BEGIN EXERCISE MATERIALS
PR #98, opened 2019-05-28
Add support for zypper dup mode

### LINKED ISSUE #72: Support zypper dup with manual repo setup
There are some cases where `zypper migration` can't work, for example sites with no direct access to SCC, or with manually configured mirrors/repos, or possibly when using SUMA. I think it makes sense to use `zypper migration` by default, but for cases where the admin knows this is not possible (for whatever reason), can we add a config file to the host system, which would trigger calling `zypper dup` instead? In this case it would be the admin's responsibility to add/remove the necessary repositories before rebooting into the migration system.

schaefi:
By default the migration system uses the zypper migration plugin
to migrate the system. This works if the system is SLES registered
and an upgrade path from SCC exists. For system where this is not
possible an alternative method can be switched on with the
custom configuration option use_zypper_migration_plugin set
to: false. In this mode we just call zypper dup. Please note
this requires that the user has pre setup the repositories before
the migration system gets started. This Fixes #72

### DIFF
--- a/suse_migration_services/units/migrate.py
+++ b/suse_migration_services/units/migrate.py
@@ -24,7 +24,8 @@ from suse_migration_services.defaults import Defaults
 from suse_migration_services.logger import log
 
 from suse_migration_services.exceptions import (
-    DistMigrationZypperException
+    DistMigrationZypperException,
+    DistMigrationCommandException
 )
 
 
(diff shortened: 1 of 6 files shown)


schaefi:
One can activate the mode by setting the following in ```/etc/sle-migration-service.yml``` on the host to migrate:

```yaml
use_zypper_migration_plugin: false
```

schaefi:
Please note before reboot into the live migration system the repos must be manually setup in a way that zypper dup can be successful

suse_migration_services/units/migrate.py
```diff
@@ -39,23 +40,47 @@ def main():
...
-                '--product', MigrationConfig().get_migration_product(),
-                '--root', root_path,
-                '&>>', Defaults.get_migration_log_file()
-            ]
-        )
-        Command.run(
-            ['bash', '-c', bash_command]
-        )
+        migration_config = MigrationConfig()
+        if migration_config.is_zypper_migration_plugin_requested():
```
jesusbv: Reading this part of the code, it seems that this case is not the default one.

schaefi: sorry don't understand what you mean ?

jesusbv: It's just nitpicking, it gives the impression that the use of zypper migration plugin is the special case.

schaefi: Oh that's what you mean. Well frankly speaking the migration plugin is a special case :) Usually people upgrade via ```zypper dup``` ;) If we want to change this I think also the logic of the option in the config file should change. I choose that way because the migration plugin has this clear name and is a plugin that one can use or not. ```zypper dup``` on the other hand is just an option to zypper and the long form is _distribution-upgrade_. I didn't find a nice name to express this mode in the config file and so I choose to go with "migration_plugin_requested y|n"

Currently I don't think we need to change this, but if you think it has a big potential for user confusion or misunderstanding we can of course reverse the logic ?

jesusbv: I don't think we should change it either. It is clear that unless user provides another option, the zypper migration plugin is the default. Let's keep it like that and we will check with feedback in the future.

schaefi: ok, also remember there is #99 so we also document it and that should make the default clear.
Good then I'll merge it ;)

Thanks

PR #102, opened 2019-05-29
Fix grub setup if root is on a raid device

schaefi:
If the root filesystem is on a raid device the boot parameter
rd.auto must be passed to the boot such that the dracut raid
module can setup the raid prior to iso-scan.sh searching
through the devices. Related to Issue #96


schaefi:
great thanks for testing :+1:

PR #103, opened 2019-05-29
Try to mount raid1 partitions

### LINKED ISSUE #96: Migration system unable to boot on host with mdraid

tserong:
`lsblk` returns "raid1" for /dev/md devices, so we need to attempt
to mount these as well as regular partitions in case the root disk
is on mdraid. Fixes #96.

### DIFF
--- a/suse_migration_services/units/mount_system.py
+++ b/suse_migration_services/units/mount_system.py
@@ -77,7 +77,7 @@ def main():
     log.info('Mount system service: mounting all entries')
     for entry in lsblk_call.output.split(os.linesep):
         block_record = entry.split()
-        if block_record and block_record[1] == 'part':
+        if block_record and (block_record[1] == 'part' or block_record[1].startswith('raid')):
             try:
                 Command.run(
                     ['mount', block_record[0], root_path],


schaefi:
Thanks. Do we want to limit this to raid1 particularly ? Thinking about something like

```python
block_record[1].starts_with('raid')
```

Thoughts ?

tserong:
Good point. I don't think there's any reason to limit this to just raid1. Shall tweak and re-test.

schaefi:
Thanks, if you've done the change we are ready to merge

tserong:
Tweaked and re-tested (finally :-/)

PR #104, opened 2019-05-29
- Cosmetic changes to handle error codes from zypper

rjschwei:
+ Make it more explicit to the reader that we treat specific values
    from zypper as errors. Positive side effect is that if the list gets
    longer the condition does not need to change


jesusbv:
Looks good. It needs to have 2 spaces before inline comments.

rjschwei:
> Looks good. It needs to have 2 spaces before inline comments.

Fixed, thanks

PR #107, opened 2019-06-02
Provide detailed network information

### LINKED ISSUE #84: Provide detailed network interface/status in log file
During some issues with the network setup I realized that it is a bit difficult to find out the root cause for sub-optimal network setup while in the temporary system.

Maybe a simple "ip a" / "routes -n" and "cat /etc/resolv.conf" could be added to the /var/log/distro_migration.log after a successful network setup?

jesusbv:
After network.online target is done, we log
the network status, interfaces and relevant information.

Fixes #84

### DIFF
--- a/suse_migration_services/units/prepare.py
+++ b/suse_migration_services/units/prepare.py
@@ -124,13 +124,15 @@ def main():
                 ).output
             )
         )
-        log.info(
-            'Network Bonding {0}{1}'.format(
-                os.linesep, Command.run(
-                    ['cat', '/proc/net/bonding/bond*'], raise_on_error=False
-                ).output
+        bonding_paths = Defaults.get_bonding_paths()
+        if os.path.exists(os.path.dirname(bonding_paths)):
+            log.info(
+                'Network Bonding {0}{1}'.format(
+                    os.linesep, Command.run(
+                        ['cat', bonding_paths], raise_on_error=False
+                    ).output
+                )
             )
-        )
         log.info('Running prepare service')
         system_mount = Fstab()
         system_mount.read(
--- a/suse_migration_services/units/prepare.py
+++ b/suse_migration_services/units/prepare.py
@@ -24,6 +24,9 @@ from suse_migration_services.command import Command
 from suse_migration_services.fstab import Fstab
 from suse_migration_services.defaults import Defaults
 from suse_migration_services.logger import log
+from suse_migration_services.units.setup_host_network import (
+    log_network_details
+)
 
 from suse_migration_services.exceptions import (
     DistMigrationZypperMetaDataException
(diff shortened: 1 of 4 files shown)


suse_migration_services/units/prepare.py
```diff
@@ -102,6 +102,35 @@ def main():
...
+                ).output
+            )
+        )
+        log.info(
+            'Network Bonding {0}{1}'.format(
+                os.linesep, Command.run(
+                    ['cat', '/proc/net/bonding/bond*'], raise_on_error=False
+                ).output
+            )
+        )
```
schaefi: I don't think the bonding information are relevant. Also ```/proc/net/bonding``` only exists if bonding is active. So this would lead to an error in the log at any time no bond network is used. I would not log bonding data unless someone can tell me why this information is useful ?

jesusbv: It seems relevant information for Martin.
I did test it before the PR and yes, no bonding info in my case.

rjschwei: Given we provide the network information as proposed here, then the bonding information should be included if it exists.

schaefi: ok but this condition is missing:

```
cat /proc/net/bonding/bond*
cat: '/proc/net/bonding/bond*': No such file or directory
```

So the code should only run if /proc/net/bonding is present

Martin-Weiss: We have to make sure that i.e. 802.3ad bonding mode is active and bonding is setup correct. 
There are cases when you will not have a chance to communicate over the configured network in case the bonding mode is not setup properly. So for debugging "network does not work during live system" - this information would be very useful.. and based on the udev learning's maybe also the 70-persistent-net might be needed in the worst case....

suse_migration_services/units/prepare.py
```diff
@@ -102,6 +102,37 @@ def main():
...
+        log.info(
+            'DNS Resolver {0}{1}'.format(
+                os.linesep, Command.run(
+                    ['cat', '/etc/resolv.conf'], raise_on_error=False
+                ).output
+            )
+        )
+        bonding_paths = Defaults.get_bonding_paths()
+        if os.path.exists(os.path.dirname(bonding_paths)):
```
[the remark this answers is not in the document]
schaefi: Also the Defaults space is usually used for locations that are project specific and/or used several times. The location of the bonding interfaces is given by the kernel cannot be influenced by us and used only once. I think you don't need an extra method in the Defaults class for this.

test/unit/units/prepare_test.py
```diff
@@ -100,6 +110,30 @@ def test_main(
...
+                    'cat', '/etc/resolv.conf'
+                ],
+                raise_on_error=False
+            ),
+            call(
+                [
+                    'cat', '/proc/net/bonding/bond*'
+                ],
+                raise_on_error=False
+            ),
```
schaefi: I think it can be written in one line

```python
call(
    ['cat', '/proc/net/bonding/bond*'], raise_on_error=False
)
```

The 80 characters per line limit is not violated iirc

suse_migration_services/units/prepare.py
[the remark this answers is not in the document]
jesusbv: I will remove the method from Defaults. 
The os.path.exists gets an os.path.dirname of the glob pattern, I think it works.

test/unit/units/prepare_test.py
jesusbv: I tried to follow the same pattern that it was in the test already, that doesn't violate the limit either.
I will update it.

suse_migration_services/units/prepare.py
schaefi: ok Martin, thanks for the update

suse_migration_services/units/prepare.py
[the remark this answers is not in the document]
schaefi: Oh I see, dirname... ok overlooked that part. sorry

test/unit/units/prepare_test.py
schaefi: right, my bad... happy if you fix my stuff too :)

schaefi:
Looks great now :+1: Thanks

Issue #110, opened 2019-06-04
The mounting of filesystems from the system to be migrated needs to be more selective to only attempt to mount filesystems relevant to the migration


Martin-Weiss:
I have this in /etc/fstab:

`UUID=0b1b1a50-3fd8-45d3-9167-efc68926604d swap swap defaults 0 0
UUID=df286cfc-3da3-4361-a2a6-155489aa2035 / btrfs defaults 0 0
UUID=df286cfc-3da3-4361-a2a6-155489aa2035 /boot/grub2/i386-pc btrfs subvol=@/boot/grub2/i386-pc 0 0
UUID=df286cfc-3da3-4361-a2a6-155489aa2035 /boot/grub2/x86_64-efi btrfs subvol=@/boot/grub2/x86_64-efi 0 0
UUID=df286cfc-3da3-4361-a2a6-155489aa2035 /home btrfs subvol=@/home 0 0
UUID=df286cfc-3da3-4361-a2a6-155489aa2035 /opt btrfs subvol=@/opt 0 0
UUID=df286cfc-3da3-4361-a2a6-155489aa2035 /srv btrfs subvol=@/srv 0 0
UUID=df286cfc-3da3-4361-a2a6-155489aa2035 /tmp btrfs subvol=@/tmp 0 0
UUID=df286cfc-3da3-4361-a2a6-155489aa2035 /usr/local btrfs subvol=@/usr/local 0 0
UUID=df286cfc-3da3-4361-a2a6-155489aa2035 /var/cache btrfs subvol=@/var/cache 0 0
UUID=df286cfc-3da3-4361-a2a6-155489aa2035 /var/crash btrfs subvol=@/var/crash 0 0
UUID=df286cfc-3da3-4361-a2a6-155489aa2035 /var/lib/libvirt/images btrfs subvol=@/var/lib/libvirt/images 0 0
UUID=df286cfc-3da3-4361-a2a6-155489aa2035 /var/lib/machines btrfs subvol=@/var/lib/machines 0 0
UUID=df286cfc-3da3-4361-a2a6-155489aa2035 /var/lib/mailman btrfs subvol=@/var/lib/mailman 0 0
UUID=df286cfc-3da3-4361-a2a6-155489aa2035 /var/lib/mariadb btrfs subvol=@/var/lib/mariadb 0 0
UUID=df286cfc-3da3-4361-a2a6-155489aa2035 /var/lib/mysql btrfs subvol=@/var/lib/mysql 0 0
[...]

PR #112, opened 2019-06-04
Ignore blank lines and comments when parsing fstab

tserong:
This fixes the commented / blank line issue mentioned in #110


schaefi:
nice thanks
END EXERCISE MATERIALS
What you give back should be exactly the lines of the data above from the line with "UUID=df286cfc-3da3-4361-a2a6-155489aa2035 /srv btrfs" through the line with "subvol=@/var/lib/libvirt/images 0 0", both of those included, and nothing more.

WRITTEN RESPONSE –
UUID=df286cfc-3da3-4361-a2a6-155489aa2035 /srv btrfs subvol=@/srv 0 0
UUID=df286cfc-3da3-4361-a2a6-155489aa2035 /tmp btrfs subvol=@/tmp 0 0
UUID=df286cfc-3da3-4361-a2a6-155489aa2035 /usr/local btrfs subvol=@/usr/local 0 0
UUID=df286cfc-3da3-4361-a2a6-155489aa2035 /var/cache btrfs subvol=@/var/cache 0 0
UUID=df286cfc-3da3-4361-a2a6-155489aa2035 /var/crash btrfs subvol=@/var/crash 0 0
UUID=df286cfc-3da3-4361-a2a6-155489aa2035 /var/lib/libvirt/images btrfs subvol=@/var/lib/libvirt/images 0 0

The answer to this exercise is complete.